Copy every line that holds the string "addColumn" from the data below.

Dataset entries:
== Segment start ==
PR #376, opened 2015-07-09
Reimplement unit tests for PersistentTabModel with isolated cases.

rojkov:
Depends on https://github.com/tmeshkova/qtmozembed/pull/142

### DIFF
--- a/tests/auto/tst_persistenttabmodel/tst_persistenttabmodel.cpp
+++ b/tests/auto/tst_persistenttabmodel/tst_persistenttabmodel.cpp
@@ -1,0 +1,424 @@
+/****************************************************************************
+**
+** Copyright (C) 2015 Jolla Ltd.
+** Contact: Dmitry Rozhkov <dmitry.rozhkov@jolla.com>
+**
+****************************************************************************/
+
+/* This Source Code Form is subject to the terms of the Mozilla Public
+ * License, v. 2.0. If a copy of the MPL was not distributed with this file,
+ * You can obtain one at http://mozilla.org/MPL/2.0/. */
+
+#include <QtTest/QtTest>
+#include <QQmlEngine>
+#include <QQmlComponent>
+#include <QQuickView>
+
+#include "persistenttabmodel.h"
+#include "dbmanager.h"
+#include "declarativewebpage.h"
+
+static const QByteArray QML_SNIPPET = \
+        "import QtQuick 2.0\n" \
+        "import Sailfish.Browser 1.0\n" \
+        "Item {\n" \
+        "   width: 100; height: 100\n" \
+        "   property alias tabModel: model\n" \
+        "   PersistentTabModel { id: model }\n" \
+        "}\n";
+
+class tst_persistenttabmodel : public QObject
+{
+    Q_OBJECT
+
+private slots:
+    void initTestCase();
+    void cleanupTestCase();
+    void init();
+    void cleanup();
+
+    void addTab();
+    void remove();
+    void removeTabById_data();
+    void removeTabById();
+    void clear();
+    void activateTab_by_url_data();
+    void activateTab_by_url();
+    void activateTabById_data();
+    void activateTabById();
+    void closeActiveTab();
+    void updateUrl_data();
+    void updateUrl();
+    void onTitleChanged();
+
+private:
+    void addThreeTabs();
+
+    PersistentTabModel* tabModel;
+    QQuickView mView;
+    QPointer<QQmlComponent> mComponent;
+    QObject* mRootObject;
+    QString mDbFile;
+};
+
+void tst_persistenttabmodel::initTestCase()
+{
+    qGuiApp->setAttribute(Qt::AA_Use96Dpi, true);
+    qmlRegisterUncreatableType<DeclarativeTabModel>("Sailfish.Browser", 1, 0, "TabModel",
+                                                    "TabModel is abstract!");
+    qmlRegisterType<PersistentTabModel>("Sailfish.Browser", 1, 0, "PersistentTabModel");
+    mComponent = new QQmlComponent(mView.engine());
+    mComponent->setData(QML_SNIPPET, QUrl());
+    mDbFile = QString("%1/%2")
+            .arg(QStandardPaths::writableLocation(QStandardPaths::DataLocation))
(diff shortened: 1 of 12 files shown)


tests/auto/tst_persistenttabmodel/tst_persistenttabmodel.cpp
```diff
@@ -0,0 +1,424 @@
...
+    QSignalSpy countChangeSpy(tabModel, SIGNAL(countChanged()));
+    QSignalSpy tabAddedSpy(tabModel, SIGNAL(tabAdded(int)));
+    QSignalSpy nextTabIdChangedSpy(tabModel, SIGNAL(nextTabIdChanged()));
+    QSignalSpy dataChangedSpy(tabModel, SIGNAL(dataChanged(QModelIndex, QModelIndex, QVector<int>)));
+    QSignalSpy activeTabIndexChangedSpy(tabModel, SIGNAL(activeTabIndexChanged()));
+    QSignalSpy activeTabChangedSpy(tabModel, SIGNAL(activeTabChanged(int,bool)));
+
+    QList<QString> urls, titles;
+    urls << "http://example.com" << "file:///opt/tests/testpage.html" << "https://example.com";
+    titles << "Test title1" << "Test title2" << "Test title3";
```
rainemak: I'd prefer using ```_data``` function instead of using fixed array.

See: http://doc.qt.io/qt-5/qttestlib-tutorial2-example.html

rojkov: This function is not idempotent. That's why it's important to call it multiple times in a single test case run. Hence the dataset is required to be defined inside the case.

rainemak:
Seeing plenty of ```QSqlDatabasePrivate::addDatabase:261 - QSqlDatabasePrivate::addDatabase: duplicate connection ``` warnings.

TitleChanged case is failing

I don't see anything that would require: tmeshkova/qtmozembed#142

Approach in general looks good. I'd integrate init / cleanup enablers to the TestObject. The ```mComponent``` is created only once, and instances multiple times => TestObject could have a ```create``` that would create the ```mRootObject``` and maybe ```reset``` or ```clear``` or similar. Virtual ```init``` and ```cleanup``` should work as well but would likely require small changes to other test cases.

Then the ```void tst_persistenttabmodel::init()``` would look like:

```
void tst_persistenttabmodel::init()
{
    TestObject::create()
    tabModel =  TestObject::qmlObject<PersistentTabModel>("tabModel");
    QVERIFY(tabModel);

    if (!tabModel->loaded()) {
        QSignalSpy loadedSpy(tabModel, SIGNAL(loadedChanged()));
        // Tabs must be loaded with in 500ms
        QVERIFY(loadedSpy.wait());
        QCOMPARE(loadedSpy.count(), 1);
    }
}
```
And similarly ```persistenttabmodel::cleanup``` would first reset the TestObject.

tests/auto/tst_persistenttabmodel/tst_persistenttabmodel.cpp
rainemak: My point was that this could be changed so...

```
    QTest::addColumn<int>("insertToIndex");
    QTest::addColumn<QString>("newUrl");
    QTest::addColumn<QString>("newTitle");
    QTest::addColumn<QList<TestTab>("expectedTabs");
    // Each tab data and expected count would be covered by the above. Also model order could be checked.
```
TestTab could be moved from the testobject.h to own header and cpp and changed to be a QObject if needed.

In addition, it could be extended to include also tabId.

rojkov:
I'll try to clear the DB connection too in cleanup().

The failing TitleChanged case is exactly what requires tmeshkova/qtmozembed#142. Without the PR the code calls methods of real `DeclarativeWebPage` class, not the mock. By the way, I see this as a drawback of the approach that uses QML to create the objects under test. I'd prefer to create C++ objects in tests with just `new`. Because this is the way they are created in real code.

I see TestObject as an utility used to increase code reuse. Its content should become clear when other test suites are rewritten. Before that I don't see big value in coupling the tests with TestObject.

rainemak:
It just cannot call the real instance as you're creating a dummy mock only. For instance, try to clear part of the mock interface that is required by the tabmodel (e.g. title()) and see how the build starts failing. The mock is not inherited from the real webpage and both of the are not in the build of tst_persistenttabmodel. Dummy mock is just a QObject.

rainemak:
Aah, you're right and I'm wrong. But the solution is still wrong as this doesn't require libqt5embedwidget but only browser classes.

rojkov:
Agree, it shouldn't depend on libqt5embedwidget. The dep is introduced by the test_common.pri and `NO_COMMON_INCLUDE` defaulted to False. With NO_COMMON_INCLUDE=1 builds start to fail on linking.

tests/auto/tst_persistenttabmodel/tst_persistenttabmodel.cpp
rojkov: I guess you've missed the point the by the time the test case is called for every QTest::row `tabModel` doesn't contain entries at all thus the column `insertToIndex` doesn't make sense.

_data functions are used to execute a test multiple times with different test data. But the input table like
```
QTest::addColumn<QList<TestTab>("inputTabs");
QTest::addColumn<int>("insertToIndex");
```
would be useful indeed. I'll update the case.

rojkov:
I got rid of the warning, avoided inclusion of real headers when building objects with mocks and reworked ::addTab() unit test.

rainemak:
Works nicely now! LGTM.

We should rework a bit the source tree structure so that history.pri and bookmarks.pri could be included independently of the other sources so that include paths would not collide.

- src/history/history.pri (all headers and sources of the history.pri)

- src/bookmarks/bookmarks.pri (all headers and sources of the bookmarks.pri)

- src/core/core.pri (webpage, webcontainer, webpagecreator, webpages, webpagequeue, webutils, iconfetcher, downloadmanager, inputregion, fileuploadmode, fileupdatefilter)

- src/ could have then dbusadaptor and sailfishbrowser.cpp

rojkov:
I agree. I'd like to tackle tests and project layout refactoring.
== Segment end ==
Task response:
    QTest::addColumn<int>("insertToIndex");
    QTest::addColumn<QString>("newUrl");
    QTest::addColumn<QString>("newTitle");
    QTest::addColumn<QList<TestTab>("expectedTabs");
QTest::addColumn<QList<TestTab>("inputTabs");
QTest::addColumn<int>("insertToIndex");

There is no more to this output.